[Saved data entries]
PR #1313, opened 2021-02-10
Crow update 2.1.2

trentgill:
* W/2.0 `ii` commands as `wtape`, `wdel` and `wsyn`
* crow `ii` commands as `crow`
* Disting EX `ii` commands as `disting`
* adds `crow.loadscript(file, is_persistent)` for uploading a local lua script to crow. optional `is_persistent` flag will save to crow's internal flash so it will run without norns attached. Searches in a `crow/` subfolder for local storage, and falls back to `dust/code/`
* fixes situation where clocksource = 'crow' could fail if crow was running a script with a custom input.stream event

### DIFF
--- a/lua/core/crow.lua
+++ b/lua/core/crow.lua
@@ -84,6 +84,30 @@ function crow.connected()
   return norns.crow.dev ~= nil
 end
 
+--- run / upload userscript
+function crow.loadscript(file, is_persistent)
+  local f = util.file_exists(file)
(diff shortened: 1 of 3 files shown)


trentgill:
I've built a small example script for loading the `bowery` scripts directly from norns here.

https://github.com/whimsicalraps/bowering

tehn (approved):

### TASK PROMPT
Please retype all of the lines above exactly as they stand.

### RESPONSE TO THIS TASK
PR #1313, opened 2021-02-10
Crow update 2.1.2

trentgill:
* W/2.0 `ii` commands as `wtape`, `wdel` and `wsyn`
* crow `ii` commands as `crow`
* Disting EX `ii` commands as `disting`
* adds `crow.loadscript(file, is_persistent)` for uploading a local lua script to crow. optional `is_persistent` flag will save to crow's internal flash so it will run without norns attached. Searches in a `crow/` subfolder for local storage, and falls back to `dust/code/`
* fixes situation where clocksource = 'crow' could fail if crow was running a script with a custom input.stream event

### DIFF
--- a/lua/core/crow.lua
+++ b/lua/core/crow.lua
@@ -84,6 +84,30 @@ function crow.connected()
   return norns.crow.dev ~= nil
 end
 
+--- run / upload userscript
+function crow.loadscript(file, is_persistent)
+  local f = util.file_exists(file)
(diff shortened: 1 of 3 files shown)


trentgill:
I've built a small example script for loading the `bowery` scripts directly from norns here.

https://github.com/whimsicalraps/bowering

tehn (approved):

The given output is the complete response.